Thursday, February 03, 2011

Happy Birthday, Sydney

Sydney Lanier
Today in 1842 in Macon, Georgia, Sydney Lanier was born. (My father went to Sydney Lanier High in Montgomery, where the poet lived before moving to Baltimore to teach at Johns Hopkins; they were 'The Fighting Poets'.)

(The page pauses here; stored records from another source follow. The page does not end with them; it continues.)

PR #452, opened 2026-05-04
[Fix | Memory] NDSL pass down normalized dimension names to `gt4py.cartesian`

FlorianDeconinck:
# Description

`gt4py.cartesian` expects for its dimension names in allocator:
- "I", "J" or "K" - e.g. the "cartesian" dimensions
- size-as-string for all other dimensions

Previous code was failing in the case where a non-cartesian dimension was given first because of the complicated code trying to tap directly into the cartesian naming. We re-write this normalization step to enforce the above without expecting a particular order in the given dimensions.

## How has this been tested?

CI

## Checklist

### DIFF
--- a/ndsl/quantity/quantity.py
+++ b/ndsl/quantity/quantity.py
@@ -91,18 +91,20 @@ class Quantity:
         is_optimal_layout = gt4py_backend_cls.storage_info["is_optimal_layout"]
         device = gt4py_backend_cls.storage_info["device"]
 
-        dimensions: tuple[str | int, ...] = tuple(
-            [
-                (
-                    axis  # type: ignore # mypy can't parse this list construction of hell
-                    if any(dim in axis_dims for axis_dims in constants.SPATIAL_DIMS)
-                    else str(data.shape[index])
-                )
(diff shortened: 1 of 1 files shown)


FlorianDeconinck:
@twicki Romand and I drafted that code - give us another pair of :eye: 

Relevant code in gt4py -> https://github.com/GridTools/gt4py/blob/c7d162cccc35cb2d1aaa79f5ad12222f617803ac/src/gt4py/storage/cartesian/utils.py#L113

romanc (approved):
👍

twicki (commented):
If it works that is great. But I don't understand how that shuffles the data dim? This really only removes `_interface` but leaves the oder the same, right?

FlorianDeconinck:
> If it works that is great. But I don't understand how that shuffles the data dim? This really only removes `_interface` but leaves the oder the same, right?

The bug was not on the order, the bug was that because we _specifically_ looked for cartesian dimensions first, this started not working as soon as we had non-aligned memory - which the work on layout created. It was always a bug, we got lucky.

With this version, you are allowed to pass dimensions in _any_ order.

I can't remember how old I was when I first learned the Song of the Chattahoochee:

   Out of the hills of Habersham,
   Down the valleys of Hall,
I hurry amain to reach the plain,
Run the rapid and leap the fall,
Split at the rock and together again,
Accept my bed, or narrow or wide,
And flee from folly on every side
With a lover's pain to attain the plain
   Far from the hills of Habersham,
   Far from the valleys of Hall.

I can remember reciting that with my parents on long car trips... And here's another I love, The Mockingbird

Superb and sole, upon a plumed spray
That o'er the general leafage boldly grew,
He summ'd the woods in song; or typic drew
The watch of hungry hawks, the lone dismay
Of languid doves when long their lovers stray,
And all birds' passion-plays that sprinkle dew
At morn in brake or bosky avenue.
Whate'er birds did or dreamed, this bird could say.
Then down he shot, bounced airily along
Sward, twitched in a grasshopper, made song
Midflight, perched, prinked, and to his art again.
Sweet Science, this large riddle read me plain:
How may the death of that dull insect be
The life of yon trim Shakespeare on the tree?


You can find his works at Project Gutenberg.